■ WHAT THIS TASK INVOLVES ■
Every line below between the line holding "Hey — looks" and the line holding "Array of regex objects that simplecrawler uses", inclusive, should be repeated exactly, and all other lines omitted.

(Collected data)
PR #85, opened 2026-05-01
Input Into Trajectory Model Changes

yashj1579:
Hopefully everything should be good.


backend/src/math_triangulation/math_triangulation.rs
```diff
@@ -175,14 +171,13 @@ impl LeastSquaresProblem<f64, Dyn, Dyn> for TrajectoryProblem {
...
 //     dt: Time step (1/fps).
-//     g: Gravity vector.
-//     drag: Drag coefficient.
-//     pixel_sigma: Standard deviation of the pixel noise.
-//     physics_sigma: Standard deviation of the physics noise.
-//     omega_phys: Hyperparameter for the physics noise.
 // Returns: trajectory, position covariance, optimized drag, LM success flag.
-pub async fn optimize_trajectory(P_list: &[Matrix3x4<f64>], pixels: &[Vec<Vector2<f64>>], dt: f64, g: Option<Vector3<f64>>, drag: f64, pixel_sigma: f64, physics_sigma: f64, omega_phys: f64,) -> (Vec<Vector3<f64>>, DMatrix<f64>, f64, bool) {
-    let g = g.unwrap_or_else(|| Vector3::new(0.0, 0.0, -9.81));
+pub async fn optimize_trajectory(P_list: &[Matrix3x4<f64>], pixels: &[Vec<Vector2<f64>>], dt: f64) -> (Vec<Vector3<f64>>, DMatrix<f64>, f64, bool) {
```
luke-venk: It doesn't look `P_list` is hard-coded yet right? That's like one of the main things we need, could you please hard code that like how you did below?

backend/src/math_triangulation/math_triangulation.rs
```diff
@@ -175,14 +171,13 @@ impl LeastSquaresProblem<f64, Dyn, Dyn> for TrajectoryProblem {
 //     P_list: List of camera projection matrices. Should be gotten from camera calibration.
 //     pixels: List of pixel coordinates for each camera at each timestep. Should be gotten from CV.
 //     dt: Time step (1/fps).
-//     g: Gravity vector.
```
luke-venk, line 178: Could you please move all these comments you deleted to where you hard-coded the variables so people still know what they are?

backend/src/math_triangulation/mod.rs
```diff
@@ -10,4 +10,8 @@
 
 pub mod triangulation_output;
 
+#[path = "math_triangulation.rs"]
```
luke-venk: You could just keep the name `math_triangulation` I don't think that's confusing

luke-venk (changes requested):
Can you please revert the submodules to the versions on main?

backend/BUILD.bazel
```diff
@@ -38,6 +38,7 @@ rust_library(
         "@crates//:nalgebra",
         "@crates//:opencv",
         "@crates//:rand",
+        "@crates//:rand_distr",
```
luke-venk: I don't see this used anywhere, why is it here

luke-venk (changes requested):

backend/BUILD.bazel
yashj1579: we are adding gaussian noise to the test data in order to fabricate noisy data.

luke-venk: I ended up just adding it to the test dependencies instead of each library

backend/src/math_triangulation/mod.rs
luke-venk: Ahhh you didn't have to totally undo this file, just didn't have to name it something else. Turns out that not having this excludes all your code from the repo, so I had to re-add it

luke-venk (approved):
I ended up doing some changes myself. The big thing was that when you undid the changes to `mod.rs` it excluded all this from the repo which I had to fix. Other than that it works

PR #91, opened 2026-05-01
Include Camera PTP Offset in Global Time

### LINKED ISSUE #76: Find Difference Between Local PC Time and Camera PTP Time
Spin off ticket from [this comment](https://github.com/luke-venk/mjolnir/pull/55#discussion_r3142585458) on #55.

## Problem
Frames from cameras get not delivered instantaneously due to networking issues, like a delay of 2-5 seconds (now-ish, but perhaps a few seconds ago). When we receive a circle infraction, it's hard to say when in the throw trajectory that specifically happened.

We need a way to detect the difference between our local laptop time and the PTP assigned time on the cameras. If we figure this out, it'll be easier for us to know if an incoming circle infraction should be assigned to a specific throw or not.

## Work Needed
1. At startup, we should send a bunch of requests to camera ( search for `read_ptp_time_ns` for how to get PTP time from cameras in `backend/src/camera/record/capture.rs`). We can then do math to figure out the difference between local time and the camera's PTP time. Probably spam a few requests and take the average of these differences.
2. Create a struct in an appropriate location like `CircleInfractionTimestamps` that stores the 2 timestamps. Only bother creating this if the received signal was an infraction (i.e. ignore if not an infraction)
  a. The PC timestamp when the infraction arrives
  b. What the PTP timestamp *would* be (i.e. figure out what the time of infraction would be from the camera's perspective by adding whatever difference you found in step 1.)
3. Every time we get a circle infraction, create the structure in step 2. We now have all the time information we need from the perspective of the camera (comparing apples to apples), so we can later hard code some value to be like "if the infraction happened in the last 2 seconds, put it to the current infraction".

## Relevant files
- `backend/src/camera/record/capture.rs`
- `backend/src/circle_infractions_ingest/circle_infractions_thread.rs`: Refer to code beginning on line 84

owens3364:
Related to #76

### DIFF
--- a/backend/src/camera/aravis_utils.rs
+++ b/backend/src/camera/aravis_utils.rs
@@ -1,9 +1,10 @@
 use super::{BarrierResult, CancelableBarrier};
 use crate::camera::CameraIngestConfig;
+use crate::timing::global_time;
 use aravis::glib::translate::ToGlibPtr;
 use aravis::prelude::*;
 use aravis::{Aravis, Buffer, Camera, Stream};
-use aravis_sys::arv_camera_get_string;
+use aravis_sys::{arv_camera_get_string, arv_camera_get_integer};
 use glib::translate::*; // To convert high-level types to raw pointers
 use std::ffi::CString;
 use std::ptr;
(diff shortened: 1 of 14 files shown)


owens3364:
frontend/package.json patched to fix an obscure and rare bazel build error

backend/src/camera/aravis_utils.rs
```diff
@@ -60,6 +61,60 @@ fn unsafe_read_camera_boolean(camera: &Camera, node_name: &str) -> bool {
...
+        .expect("Failed to latch PTP dataset.");
+    unsafe_read_camera_integer(camera, "PtpDataSetLatchValue") as u64
+}
+
+/// This mutates the global time to include a PTP offset
+/// It makes 50 'what PTP time is it' calls to the camera
+/// Estimates the round trip time and offset
+/// Removes outliers
+/// And sets the PTP offset in global time to the average of the offsets after outliers are removed.
+/// 'Outlier' is classified as any sample with a rount-trip time >3x the minimum one
```
luke-venk: nit: "rount-trip" -> "round-trip"

backend/src/camera/aravis_utils.rs
```diff
@@ -60,6 +61,60 @@ fn unsafe_read_camera_boolean(camera: &Camera, node_name: &str) -> bool {
...
+/// Since it is hard to get good camera time if IO/OS/network jitter fucked our RTT
```
luke-venk, line 93: nit: could you specify that RTT is round trip time

frontend/package.json
```diff
@@ -25,5 +25,11 @@
     "eslint-config-next": "16.1.6",
     "tailwindcss": "^4",
     "typescript": "^5"
+  },
+  "pnpm": {
```
luke-venk, line 29: why would this be needed for this?

luke-venk (changes requested):
Super cool. Just some nits and I'll approve. Also once #90 is merged in the diff for this should decrease

frontend/package.json
owens3364: https://github.com/luke-venk/mjolnir/pull/91#issuecomment-4358928311

Those packages occsionally bring in binary deps that bazel fails to build, I don't totally understand why but I had a failing bazel build and this fixes it

We use this in trel3 as well

luke-venk: Thanks, sorry I didn't notice before that you mentioned it

luke-venk (approved):

PR #92, opened 2026-05-01
Circle infraction timestamping & real serving

### LINKED ISSUE #76: Find Difference Between Local PC Time and Camera PTP Time

owens3364:
Related to #76

### DIFF
--- a/backend/src/server/server.rs
+++ b/backend/src/server/server.rs
@@ -10,6 +10,7 @@ use axum::{
     response::IntoResponse,
     routing::{get, post},
 };
+use crate::timing::global_time;
 use crossbeam::channel::Receiver;
 use serde_json::json;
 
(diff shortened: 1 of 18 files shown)


backend/src/server/server.rs
```diff
@@ -54,16 +55,28 @@ async fn get_throw_type(State(state): State<AppState>) -> Json<GetThrowTypeRespo
...
-            Json(simulate_throw_event(throw_type))
+            simulate_throw_event(throw_type)
         }
+    };
+    let now_ns = global_time()
+        .camera_ptp_time_now_approximation_nanoseconds()
+        .unwrap_or_else(|| {
+            global_time().now_monotonic_in_nanoseconds_since_unix_epoch()
+        });
+    let ten_seconds_ago_ns = now_ns.saturating_sub(10_000_000_000);
```
luke-venk, line 73: Is the final plan to hard code the 10 second window or would we update it based on throw start/end using CV?

luke-venk (commented):
Not approving yet bc had some convos to resolve on #91, so approving now would just discard it once you change

backend/src/server/server.rs
owens3364: We would update it using throw start/end but we aren't there yet :/

luke-venk (approved):

PR #93, opened 2026-05-01
Implement Live Streaming into Pipelines

### LINKED ISSUE #86: Implement Live Stream To Feed Into Pipelines

owens3364:
Closes #86


backend/src/camera_ingest/live_dual_cam_ingest.rs
```diff
@@ -0,0 +1,338 @@
...
+use crate::computer_vision::mog2::MOG2_HISTORY_FRAMES;
+use crate::pipeline::{CameraId, Context, Frame};
+use aravis::{BufferStatus, CameraExt, StreamExt};
+use crossbeam::channel::{bounded, Receiver};
+use std::sync::atomic::{AtomicBool, Ordering};
+use std::sync::Arc;
+use std::thread;
+use std::time::{Duration, Instant};
+
+const MAX_QUEUED_FRAMES: usize = 10;
```
luke-venk: Is this the same number as `let capacity_per_channel: usize = 10;` in the [main files?](https://github.com/luke-venk/mjolnir/pull/93/changes#diff-dbb9de54b17409db01beb780c4faf54710506202e2b6a95431ba1e8b4166cedeR54)

If so, should we define as pub const in a shared file and just use that everywhere?

backend/src/camera_ingest/live_dual_cam_ingest.rs
```diff
@@ -0,0 +1,338 @@
...
+
+pub fn begin_live_dual_cam_ingest(
+    left_cam_id: String,
+    right_cam_id: String,
+    exposure_time_us: f64,
+) -> (Receiver<Frame>, Receiver<Frame>) {
+    let _ = initialize_aravis();
+
+    let left_cam_ingest_config = CameraIngestConfig {
```
luke-venk, line 22: Wouldn't it be more robust to use a function like `from_record_one_args` [defined here](https://github.com/luke-venk/mjolnir/blob/main/backend/src/camera/config.rs#L27)?

You could make the argument that these numbers should be hard coded for dual cam ingest, but you could still hard code in a function like that in `CameraIngestConfig` to make it more organized. Something like `fn for_dual_cam_ingest()` or whatever you think is clean

backend/src/camera_ingest/live_dual_cam_ingest.rs
```diff
@@ -0,0 +1,338 @@
...
+        camera_id: left_cam_id,
+        exposure_time_us,
+        frame_rate_hz: 30.0,
+        resolution: AtlasATP124SResolution::Full,
+        num_buffers: 16,
+        timeout_ms: 5000,
+        restart_requested: false,
+    };
+
+    let right_cam_ingest_config = CameraIngestConfig {
```
luke-venk, line 32: Same as https://github.com/luke-venk/mjolnir/pull/93/changes#r3173972505

backend/src/camera_ingest/live_dual_cam_ingest.rs
```diff
@@ -0,0 +1,338 @@
+use crate::camera::aravis_utils::{
```
luke-venk, line 1: Should we go ahead and just delete the original `backend/src/camera_ingest/camera_ingest.rs` file that Gautam was supposed to make, since Rushil handled feeding recorded footage and you handled live stream?

luke-venk (commented):
Might be better to test on the cameras (in Alex's lab) before merging

backend/src/camera_ingest/live_dual_cam_ingest.rs
owens3364: Mmmm in this case we don't need validation because nearly everything is hard-coded (and should be). Only things not hardcoded are camera ids/names, which we can't really validate until we try to connect to them, and the exposure time us, which I will add validation on before this function is called. But yeah, since so few CLI args and so much hardcoded, IMO extra validation funcs unnecessary here.

backend/src/camera_ingest/live_dual_cam_ingest.rs
owens3364: https://github.com/luke-venk/mjolnir/pull/93#discussion_r3174895206

backend/src/camera_ingest/live_dual_cam_ingest.rs
owens3364: Actually we hardcode exposure time too

There are no cli args for this so CLI arg parsing seems unnecessary IMO

backend/src/camera_ingest/live_dual_cam_ingest.rs
luke-venk: Shouldn't the lines using this just refer to [CAPACITY_PER_CROSSBEAM_CHANNEL](https://github.com/luke-venk/mjolnir/pull/93/changes#diff-3d3d7ecb11a70a50a2d3cb45a2ddad997f86a8fba5c6879abfc853ce5562dc1eR14) and this be deleted? Or are they not the same thing?

backend/src/camera_ingest/live_dual_cam_ingest.rs
luke-venk: Yeah that makes a lot of sense

luke-venk (approved):

PR #69, opened 2014-03-14
Integrating PhantomJS

sgarbesi:
I started integrating PhantomJS into the crawler then stopped myself because I didn't want to hack the code up or do it in a way that you may have not preferred. There are a number of ways you can go about doing this, the preferable way in my opinion would most likely be as a separate function; but since I am not as familiar with the code as you, the author, it's probably best that you go about that part of the integration.

If you have any questions let me know. Running a simple exec() with the command below and waiting on the callback for stdin or stderr should suffice.

**An example of how to run this with PhantomJS:**
phantomjs lib/phantom.js --useragent="Test Agent" --timeout=10000 --url=http://angularjs.org

### DIFF
--- a/lib/crawler.js
+++ b/lib/crawler.js
@@ -94,6 +94,10 @@ var Crawler = function(host,initialPath,initialPort,interval) {
 	// Internal cachestore
 	crawler.cache			= null;
 
+	// Use PhantomJS?
+	crawler.phantom			= false; // Whether or not PhantomJS should be used for requests.
+	crawler.phantomBin		= 'phantomjs'; // Binary location of PhantomJS.
+
 	// Use an HTTP Proxy?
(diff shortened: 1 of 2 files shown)


defkrie:
@sgarbesi 
how to use phantomjs with your commit ?
crawler.phantom			= false; // Whether or not PhantomJS should be used for requests.
i set crawler.phantom to true, but i have not change...

sgarbesi:
@defkrie It's not directly tied into the library, I was leaving that part up to the author. See my original comment with the example.

cgiffard:
After much deliberation, I decided that integration was not really in simplecrawler's domain. Instead, it would be better to consume it in another package in order to add phantom support. Thanks so much for the PR though — I'm really sorry for the hassle.

PR #74, opened 2014-05-07
Add config option to follow initial redirects to a different domain.

tobli:
If crawler.allowInitialDomainChange is set to true, and the initial url redirects to a different domain (e.g. a .com redirects to a canonical .net domain), crawler.host is updated to the new domain, to allow crawling to continue on that domain.

### DIFF
--- a/README.markdown
+++ b/README.markdown
@@ -249,6 +249,9 @@ Here's a complete list of what you can stuff with at this stage:
 	`Node/SimpleCrawler <version> (http://www.github.com/cgiffard/node-simplecrawler)`.
 *	`crawler.queue` -
 	The queue in use by the crawler (Must implement the `FetchQueue` interface)
+*   `crawler.allowInitialDomainChange` -
+    If the response for the initial url is a redirect to another domain, update `crawler.host` to
+    continue the crawling on that domain. Defaults to false.
 *	`crawler.filterByDomain` -
 	Specifies whether the crawler will restrict queued requests to a given
 	domain/domains.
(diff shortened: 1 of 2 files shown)


cgiffard:
Hi — sorry about being unimaginably slow about reviewing this! If you're still interested in pulling it in, could you please add some tests? Thanks!

tobli:
No worries, I'll be back with a test. Thanks!

tobli:
Hi @cgiffard
After thinking about how to test requests to different domains I've come to the conclusion that the best way is to use http mocking using https://github.com/pgte/nock. I'll introduce that as a test dependency for my test, unless there's a smarter way I haven't thought of.

cgiffard:
I used nock for about a year in the tests for a large a production app before, and I think I'd recommend you stay clear of it — it tends to make tests very fragile. In the end for our app we decided on DI. Unfortunately simplecrawler was not written to support DI, so that's not possible. A simpler solution might be to export the http.request function for mocking... I might think about how to refactor it to make testing easier.

bahout:
Hi
We need this feature too. Is this feature implemented?

shaunakv1:
Hello, doesn't look like pull request has been merged. We need this feature very much too. Any plans on merging this to the master? Thanks!

fredrikekelund:
To me, it looks like this PR kind of fell between the cracks. @tobli, would you be interested in opening a new one? The changes look good to me. As for the test, I think we can get away with a lighter solution than nock. I would recommend adding a route that redirects to 0.0.0.0 (default server operates on 127.0.0.1). That should give us a different host, but all the same routes. In any case, the test could probably be completed in a "fetchstart" call, since we don't really care about what happens to the request, we only want to know that the crawler respects the redirect.

tobli:
Thanks @fredrikekelund 
I'll open a new PR and will look into your suggested testing approach. It would be awesome to get this in.
ping @soulgalore

PR #111, opened 2015-03-06
Adds regression test to: Referer undefined validation - in requestOptions #107

pose:
Related to #107


cgiffard:
Thanks, this looks good.

pose:
Thanks for merging @cgiffard! Do you think you can release a new version to npm? Thanks!

PR #119, opened 2015-04-12
Update Travis config.

XhmikosR:
Use node.js 0.12, 0.12 and io.js.

It seems node-simplecraweler has issues with node.js > 0.10  https://github.com/ChrisWren/grunt-link-checker/issues/12

### DIFF
--- a/.travis.yml
+++ b/.travis.yml
@@ -1,4 +1,7 @@
 language: node_js
 node_js:
-  - "0.11"
   - "0.10"
+  - "0.12"
+  - "iojs"
+matrix:
+  fast_finish: true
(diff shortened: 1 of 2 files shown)


cgiffard:
Thanks! Looks good. :)

XhmikosR:
Thanks! I was hoping to find a solution for https://github.com/ChrisWren/grunt-link-checker/issues/12 but it doesn't seem to be an issue with node-simplecrawler itself :/

Maybe you have have an idea @cgiffard?  https://github.com/ChrisWren/grunt-link-checker/blob/master/tasks/link-checker.js

cgiffard:
@XhmikosR Try the latest version? I think the header bug should be fixed now.

PR #120, opened 2015-04-15
Option to add query parameters to every request

sabrehagen:
I needed the ability to send a query parameter along with any url my crawler requested from my server. In my case this crawler is used to generate a cache of prerendered pages for my angular application. By passing the refresh=true query parameter, I clear the cache for the requested url and save a new version of the page to the cache.

There was no way to supply query parameters with each request, so I have added it in this PR. The format is an object with key value pairs for each query parameter and its value.

If you would like any variable names changed  to fit convention let me know and I can change them. There is also no test for this. There is no test for the querystring strip either, so I didn't put one in for this. Let me know if you would like me to write one.

### DIFF
--- a/README.markdown
+++ b/README.markdown
@@ -271,6 +271,8 @@ Here's a complete list of what you can stuff with at this stage:
 	Or go even further and strip WWW subdomain from requests altogether!
 *	`crawler.stripQuerystring` -
 	Specify to strip querystring parameters from URLs. Defaults to false.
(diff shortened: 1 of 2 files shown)


cgiffard:
Hey — looks mostly good! Couple of things:

1) Could you add a test/s? :)
2) Instead of string mashing, it might be best to use URI.js to add the query string parameter — it's already available and ready for you to use.

Let me know if you want to talk it over! :)

PR #132, opened 2015-05-05
Ignore Depth Regex

BenChirlin:
I don't know if you want to fold this into the main repo but I don't see why not as it only adds and option and otherwise does not affect the repo. I've added an additional option to both the code base and docs that allows a user to specify a regex that, if matched by a `queueItem` will be crawled no matter but what the current depth.

I needed this for the project I was using the repo for since I had posts paginated across multiple pages where I wanted the crawler to explore and scrape all the pages. So, for instance, I have this option set to ignore depth on all requests that end with `?pg=` some number to ensure I get the entire article even if the first page is queued when depth is already at max.

Hope that makes sense and thanks for the amazing library!!!

### DIFF
--- a/README.markdown
+++ b/README.markdown
@@ -295,6 +295,10 @@ Here's a complete list of what you can stuff with at this stage:
 
 *	`crawler.discoverRegex` -
 	Array of regex objects that simplecrawler uses to discover resources.
+*	`crawler.discoverNoDepthRegex` —
+	Array of regex objects that simplecrawler will explude from	`maxDepth`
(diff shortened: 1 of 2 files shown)


cgiffard:
Thanks for the PR! I think I'd like to rationalise discovery — there's a hell of a lot of really specific requirements and the logic around whether something should be queued or not is getting very complex. It might be better to rationalise the API to enable developers to easily add their own logic.

BenChirlin:
That makes sense. Just put a callback filter function in as an option. Thanks!

PR #137, opened 2015-05-15
fixed bug(host and subdomain is not being replaced)

raintean:


cgiffard:
Not sure how that one slipped through.

It's an obvious one, so I'm going to merge it, but if you file another PR, please provide tests! :)

PR #142, opened 2015-05-27
filterByDomain check should only be checked when adding to queue

doug-nara:
crawler.filterByDomain should only restrict what we add to the queue, not what is considered "valid". will suggest in another commit an additional configuration that controls whether we restrict discovery to valid hosts


cgiffard:
Hi — thanks for submitting a PR, and sincere apologies for neglecting it for so long!

If you're still interested in this feature, I'm happy to help merge it in if you could add some tests.

doug-nara:
I would love to but I’m not sure I’ll get back to this project in any sort of timely fashion.

PR #149, opened 2015-06-17
Stall out on 404's fix

dylanPowers:
I was having issues where the crawler would stall out when I hit 404's or anything that wasn't a 200. By "stall out" I mean that the process.nextTick callback would not be called for a lengthy period of time with nothing else appearing to run. Adding socket.end() fixed it for some reason. Anyone know why? I couldn't find any documentation in node that explained what was going on.

### DIFF
--- a/lib/crawler.js
+++ b/lib/crawler.js
@@ -1066,7 +1066,6 @@ Crawler.prototype.handleResponse = function(queueItem,response,timeCommenced) {
 
 			response.on("data",receiveData);
 			response.on("end",receiveData);
-
 		} else {
 			response.socket.end();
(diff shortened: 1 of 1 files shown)


cgiffard:
This is an interesting one. I can't see the harm in merging it for now, even though you haven't provided tests (I thought I'd let it slide since I'm not sure how to actually write a test for this, haha.)

I wonder whether this relates to (depending on the node version) the number of HTTP agents — if the socket is keepAlive, perhaps it hangs waiting for them to drop out (and the TTL on those sockets might be 60 seconds or five minutes.)

Issue #140, opened 2015-05-22
The web-programming curse of the Irish: M'name is O'Neal m' boy.


BrandonCouts:
So like a O'Neal.jpeg terminates the url detection early. Upon inspection this is because the regex doesn't try to match the opening quote with an identical closing quote. I added another discover rule to help solve this problem, though this is at the cost of more processing. I'm not that clever with regex, but I reckon this can be turned into a single rule again.

```javascript
	crawler.discoverRegex = [
		/(\shref\s?=\s?|\ssrc\s?=\s?|url\()([^\"\'\s>\)]+)/ig,
		/(\shref\s?=\s?|\ssrc\s?=\s?|url\()["]([^"]+)/ig,
		/(\shref\s?=\s?|\ssrc\s?=\s?|url\()[']([^']+)/ig,
		/http(s)?\:\/\/[^?\s><\'\"]+/ig,
		/url\([^\)]+/ig,
		/^javascript\:[a-z0-9\$\_\.]+\(['"][^'"\s]+/ig
	];
```

BrandonCouts:
Also is there a reason why: 
/http(s)?\:\/\/[^?\s><\'\"]+/ig

Doesn't capture url's with queries in them?

BrandonCouts:
```Javascript
crawler.discoverRegex = [
	/(\shref\s?=\s?|\ssrc\s?=\s?|url\()([^\"\'\s>\)]+)/ig,
	/(\shref\s?=\s?|\ssrc\s?=\s?|url\()((["][^"]+)|(['][^']+))/ig,
	/http(s)?\:\/\/[^\s><\'\"]+/ig,
	/url\([^\)]+/ig,
	/^javascript\:[a-z0-9\$\_\.]+\(['"][^'"\s]+/ig
];
```
I was wondering if you might comment about maybe getting this into the source. It seems to me this would be pretty straight forward change? The discovery regex needs the "?" I believe so the crawler can stripe it later as well? What are your thoughts on this?

fredrikekelund:
@BrandonCouts can we close this?

BrandonCouts:
Yup

PR #154, opened 2015-08-06
Correctly discover URLs that legitimately end with a quote or parenthesis

aquavitae:
I discovered this problem while scraping a truly horrible site that was full or URLs of the form `"scripts/run.dll?12341:Project+(Year)"`.  This PR makes a two changes to address these types of URLs:

1. Change the `discoverRegex` list so that trailing quotes or parentheses are kept
2. Change the `cleanURL` function to correctly identify and extract trailing quotes or parentheses.

In the process, I noticed that `discoverRegex` might match the same URL multiple times.  I don't think this is necessarily an issue since duplicate queued items should be passed over, and parsing from the text is a bit of guesswork anyway.  However, I added a comment just to note it in case the issue ever comes up.

### DIFF
--- a/lib/crawler.js
+++ b/lib/crawler.js
@@ -148,10 +148,14 @@ var Crawler = function(host,initialPath,initialPort,interval) {
 
 	// Regular expressions for finding URL items in HTML and text
 	crawler.discoverRegex = [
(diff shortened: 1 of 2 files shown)


BrandonCouts:
I've noticed this behavior as well. This solves my O'neal issue.
+1
#140

cgiffard:
Thanks! Looks great. Good tests make for an easy merge. :)

PR #156, opened 2015-08-23
Added alternative versions of ampersand html encodings

gillesdemey:
I stumbled across this in one of my projects, took me a while to figure out the server used different codes to encode HTML entities.

Added some tests to prevent regressions in the future.


cgiffard:
Great! Thanks for that. :)

PR #45, opened 2016-02-25
Removes CNAME file until we're ready.

nkinkade:
Removes CNAME file until we're ready... didn't realize Github would start doing auto redirects to custom domain.

### DIFF
--- a/CNAME
+++ b/CNAME
@@ -1,1 +1,0 @@
-www.measurementlab.net


mtlynch:
LGTM

For future PRs like these, consider git revert. I believe it creates a more obvious change history (though I'm not positive it would be meaningfully different in this case).

PR #46, opened 2016-02-26
Additional Documentation & Keywords Fix

shredtechular:
This pull request identified one bug fix as well as builds on some documentation needs in the README file and several include files.

- [x] In a final review of the conversion process, one other item was identified as needing a fix.  This fix was for the meta keywords tag.  On the current site, the keywords meta tag is only found on the home page, however, on the Jekyll site a mistake was hard coding the keywords meta tag and values into each page.  I moved the keywords information to the _pages/home.md file as a yml frontmatter field as well as added logic to the _includes/head.html file so that in the future if other pages need keyword values on the page, they can simply be added to the frontmatter for each page.  If there is no "keywords" value on the page, then it will not display the "keywords" meta tag.

- [x] Additionally, tweaked the README file adding in the publications directory to the structure and added some additional comments to the top of each include file to provide additional information if they need to be included to other pages in the future.

### DIFF
--- a/README.md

■ ANSWER TO THIS TASK ■
Hey — looks mostly good! Couple of things:

1) Could you add a test/s? :)
2) Instead of string mashing, it might be best to use URI.js to add the query string parameter — it's already available and ready for you to use.

Let me know if you want to talk it over! :)

PR #132, opened 2015-05-05
Ignore Depth Regex

BenChirlin:
I don't know if you want to fold this into the main repo but I don't see why not as it only adds and option and otherwise does not affect the repo. I've added an additional option to both the code base and docs that allows a user to specify a regex that, if matched by a `queueItem` will be crawled no matter but what the current depth.

I needed this for the project I was using the repo for since I had posts paginated across multiple pages where I wanted the crawler to explore and scrape all the pages. So, for instance, I have this option set to ignore depth on all requests that end with `?pg=` some number to ensure I get the entire article even if the first page is queued when depth is already at max.

Hope that makes sense and thanks for the amazing library!!!

### DIFF
--- a/README.markdown
+++ b/README.markdown
@@ -295,6 +295,10 @@ Here's a complete list of what you can stuff with at this stage:
 
 *	`crawler.discoverRegex` -
 	Array of regex objects that simplecrawler uses to discover resources.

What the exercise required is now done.